X, Y = load_iris(return_X_y=True)

# Add noisy features
random_state = np.random.RandomState(0)
n_samples, n_features = X.shape
X = np.concatenate([X, random_state.randn(n_samples, 100 * n_features)], axis=1)

# Limit to the two first classes, and split into training and test
X_train, X_test, Y_train, Y_test = train_test_split(
    X[Y < 2], Y[Y < 2], test_size=0.5
)

classifier = make_pipeline(StandardScaler(), LinearSVC())
classifier.fit(X_train, Y_train)

# ROC
Y_pred_score = classifier.decision_function(X_test)
auroc_score = roc_auc_score(Y_test, Y_pred_score)
fp_rate, tp_rate, thresholds = roc_curve(Y_test, Y_pred_score)
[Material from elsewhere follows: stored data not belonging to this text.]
PR #2089, opened 2023-03-16
improvment_FAQ_docs

kamyardl:


olliestanley:
There is quite a bit of information added here which is incorrect (e.g. the frameworks in use, the license used for OA, describing the goals of OA are if they are already completed features). Tbh the existing content of the FAQ also needs changing, some of it is already quite outdated

PR #2092, opened 2023-03-16
Fix passing parallelism var to worker in Ansible playbook

olliestanley:
Corrects an error in #2078. The variable was added to the playbook but not passed as an environment variable to the worker container


yk (approved):
thank you

Issue #3035, opened 2023-05-04
Allow to save custom preset


notmd:
I remember I saw this issue before but I can't find it

PR #3050, opened 2023-05-05
Chat config and plugin UI/UX rework

### LINKED ISSUE #2859: In the chat interface, switching to "custom" should default-set the parameters of the previously selected preset

notmd:
- Rework chat cache format, now store the preset name instead the preset config.
- Rework chat config hydration logic, in order to sync cache correctly I only render 1 `ChatConfigForm` only to avoid conditional race. Also the `ChatConfigForm` now have local states, we can't sync the local state if we render 2 form. I think we should apply this to the `ChatListBase` as well
- Clean up the `PluginChoose` UI/UX
- Now only send `enabled` plugins to the inference only, so the inference can remove the enabled check.
- close #2859


website/src/utils/chat.ts
```diff
@@ -1,19 +1,29 @@
...
 
-const CHAT_CONFIG_KEY = "CHAT_CONFIG";
+const CHAT_CONFIG_KEY = "CHAT_CONFIG_V2";
 
-export const setConfigCache = (config: ChatConfigFormData) => {
+export type CachedChatConfig = {
+  model_config_name: string;
+  selectedPresetName: string;
+  custom_preset_config: SamplingParameters;
+  custom_presets: Array<{ name: string; config: SamplingParameters }>;
```
notmd, line 10: This will be used in the next PR when I implement https://github.com/LAION-AI/Open-Assistant/issues/3035

website/src/utils/chat.ts
```diff
@@ -1,19 +1,29 @@
-import { ChatConfigFormData } from "src/types/Chat";
+import { PluginEntry } from "src/types/Chat";
+import { SamplingParameters } from "src/types/Chat";
 
-const CHAT_CONFIG_KEY = "CHAT_CONFIG";
+const CHAT_CONFIG_KEY = "CHAT_CONFIG_V2";
```
notmd, line 4: I bump the cache key here

website/tsconfig.json
```diff
@@ -1,6 +1,6 @@
 {
   "compilerOptions": {
-    "target": "es5",
+    "target": "ESNext",
```
notmd, line 3: This allow to use new feature, Next doesn't use tsconfig to build the project, so there is no runtime change

AbdBarho (approved):
Thank you for this big refactor.

Unfortunately, there are so many changes I don't believe I can review and give good feedback, so I will just approve.

Please refrain from doing PRs with 1000 line changes in the future. Probably every item on the list could be done in a different PR.

notmd:
> 

Ah sorry the big PR, I also plan to separate the plugin UI/UI to a different PR, but the change needs to make it work correctly with the new cache pretty overlap with the UI , so I include it in this PR too. Will try to make the up coming Prs much smaller

PR #3052, opened 2023-05-05
Fix Report model field name

### LINKED ISSUE #3051: Resolve error in Report model when reading
Reported by @AbdBarho, when frontend tries to read Reports Pydantic throws a validation error on the backend.

olliestanley:
Close #3051. This turned out to be an easy fix. I don't think the frontend currently reads this at all so there shouldn't be a corresponding change to be made there, but correct me if wrong.

I also made a formatting change as pre-commit on commit was conflicting with `pre-commit run --all-files` (how?)


AbdBarho (approved):
Does not affect frontend since we don't do anything with the reports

# Find optimized threshold
gmeans = np.sqrt(tp_rate * (1 - fp_rate))
optimal_threshold_idx = np.argmax(gmeans)
optimal_threshold = float(thresholds[optimal_threshold_idx])

# Show result
fig = plt.figure()
line_width = 2
plt.plot(
    fp_rate,
    tp_rate,
    color="darkorange",
    lw=line_width,
    label=f"ROC Curve (AUROC score = {auroc_score: .2f})",
)
plt.scatter(
    fp_rate[optimal_threshold_idx],
    tp_rate[optimal_threshold_idx],
    marker="o",
    color="black",
    label=f"Optimal Threshold={optimal_threshold: .3f}"
)

plt.xlabel("False Positive Rate")
plt.ylabel("True Positive Rate")
plt.title("ROC")
plt.legend(loc="best")

Conclusion

Using right way to evaluate the classifier is important.
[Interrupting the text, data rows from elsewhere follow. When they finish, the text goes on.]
PR #3026, opened 2023-05-03
Add missing German translations part 2

stefangrotz:
Follow up for #3005
Missing translations + this correction:

```
"initial_prompt_review": "Initial-Prompts geprüft",
-> "Initiale Prompt-Prüfung",
```

These strings are still untranslated, I plan to translate them in a future PR:

* labelling.json (56!)
* leaderboard.json (21)
* tasks.json (15)

PR #3053, opened 2023-05-05
Add missing German translations part 3 (labelling.json)

stefangrotz:
Follow up for #3005 and #3026

Translated 56 Strings in labelling.json

These strings are still untranslated, I plan to translate them in one last future PR:

* leaderboard.json (21)
* tasks.json (15)

Sorry for the fragmentation, but I don't know how often I have time to translate strings, and I figured that it might be better to have new translations online as fast as possible.


AbdBarho (approved):
Thanks!

Issue #3037, opened 2023-05-04
Cleanup plugins backend code


olliestanley:
Some initial cleanup has been done but there is more to do

SerenityCodes:
I'll work on this issue. I'll start with the first two suggestions, cleaning up anything I touch, and I'll leave an update once I have finished up with those.

olliestanley:
> I'll work on this issue. I'll start with the first two suggestions, and I'll leave an update once I have finished up with those.

Great, thank you. There is probably a lot more to do as plugins PR was merged in a rush, so feel free to comment any other suggestions you have!

SerenityCodes:
I went ahead and implemented the first two suggestions. I'll be looking more into the plugins code to see what I can clear up.

olliestanley:
Another round of cleanup in #3120, more still to be done

olliestanley:
Closing this. Several rounds of cleanup have been done. More can be done when the plugins system can be simplified a bit with better models

PR #3056, opened 2023-05-05
Cleaned up backend plugin code: Part 1

SerenityCodes:
From the issue #3037. I have implemented the first two suggestions which I will paste here for convenience. 
I plan on looking more of the plugin backend code to see if there is more to fix as suggested in #3037. 

* Reduce severity of logs on prompt truncation from warning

  • Knowing the distribution of the ground truth label give us the confidence to using accuracy.

  • Use Precision, Recall, F1-score to evaluate the model if you’re more care about the performance on the positive or negative side for your use case.

  • Optimize the classifier threshold for your use case.